Os pais têm um poder real, através das suas ações e exemplos, de estar educando os seus filhos, herdeiros do futuro e cidadãos do século XXI. Então, pergunta-se, qual o desafio da educação hoje?
Trabalhando como psicóloga, com Terapia de Família, percebe-se a busca dos pais modernos em oferecer o melhor para seus filhos, o problema está no manejo dessa questão; estão proporcionando uma vivência do muito, do excesso: brinquedos, roupas, aparelhos tecnológicos, muita superproteção, muitas regalias, direitos e facilidades, ao custo de grandes esforços dos adultos. Já os filhos, com uma postura de receber, esperar tudo pronto, cobrar e exigir mais e mais, eternamente insatisfeitos.
Hoje, os desejos das crianças e adolescentes parecem que são como direitos, ficando a mensagem implícita de que, “se você não me der você não me ama.”
Vive-se o perigo da overdose material, da ânsia consumista incentivada constantemente pela mídia, gerando a crise do “eu quero já!”, tornando crianças, adolescentes e até os adultos, escravos das suas próprias vontades. Com esse egocentrismo, onde só importam os desejos e interesses próprios, com ações egoístas, vai criando-se a cultura do: “só faço se tenho vontade”.
Segundo o psicólogo francês Yves de La Taille[i], estudioso da moral e da ética, “a vontade traduz desejos momentâneos, e a força de vontade, projetos”, esta com a perspectiva do presente e visão de futuro.
O autor cita um exemplo: “se tenho fome, mas tenho de terminar uma tarefa, posso deixar a fome de lado. Mas, se vivo apenas no hoje, no aqui e agora, a vontade estará sempre à frente”. Observa-se, com muita frequência, que quando as ações são movidas só pela vontade dos filhos, correm o sério risco de não acontecerem, de ficarem na promessa, com o famoso “depois eu faço”, “depois eu estudo”, “depois eu arrumo”.

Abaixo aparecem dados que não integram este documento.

PR #1263, opened 2026-05-26
Fix Cursor hook misattribution and add token usage support

### LINKED ISSUE #1262: Cursor inadvertently invokes Claude Code hooks when `.cursor/hooks.json` is not installed
### What happened?

When using Cursor as the primary agent **without** `.cursor/hooks.json` installed (e.g. only Claude Code hooks exist in `.claude/settings.json`), Cursor sessions are incorrectly attributed to Claude Code.
 
The root cause is the first-writer-wins ownership model in `DispatchLifecycleEvent`. When `.cursor/hooks.json` is present, Cursor fires `entire hooks cursor session-start` first, calling `StoreAgentTypeHint` to claim the session. Claude Code's hooks later fire for the same session ID but the ownership check (`state.AgentType != ag.Type()`) detects the mismatch and skips them — everything works correctly.
 
When `.cursor/hooks.json` is **absent**, no Cursor hook fires to claim the session. Claude Code (running as a Cursor subagent) reads its own `.claude/settings.json` hooks and fires `entire hooks claude-code session-start`, incorrectly claiming ownership of a session that belongs to Cursor. All subsequent lifecycle events are then processed under the wrong agent, producing incorrect checkpoints, session metadata, and step counts.
 
In short: **the fix for this is present in the codebase (the ownership check), but it only works when Cursor hooks are also installed.** If only Claude Code hooks are installed, there is nothing to claim the session on Cursor's behalf first.

### Steps to reproduce

1. Have Claude Code hooks installed in `.claude/settings.json` (`entire agent add claude-code` or `entire enable`).
2. Do **not** install Cursor hooks — `.cursor/hooks.json` should not exist.
3. Open a Cursor session in the repository. Cursor will invoke Claude Code as a subagent.
4. Observe that `entire hooks claude-code session-start` fires and claims the session.
5. Check `.entire/logs/` — the session is attributed to `claude-code`, not `cursor`.
6. Now install Cursor hooks (`entire agent add cursor`) so `.cursor/hooks.json` exists, and repeat. The session is now correctly owned by `cursor` and the Claude Code hooks are skipped.

### Entire CLI version

0.6.2

### OS and architecture

macos 26 arm64

### Agent

cursor

### Terminal

_No response_

### Logs / debug output

```bash

```

### Additional context

- A PR is in progress to fix this.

Quando os pais compactuam com essa postura, aceitando-a passivamente, até porque não querem se incomodar, porque sua cobrança vai gerar reclamações e conflitos, fazendo as obrigações dos e pelos filhos, criam uma deformação da educação. Mudam o mundo para o “tadinho” dos pimpolhos, justificam a desobediência dos filhos com desculpas, criando a ilusão de se ter só direitos na vida.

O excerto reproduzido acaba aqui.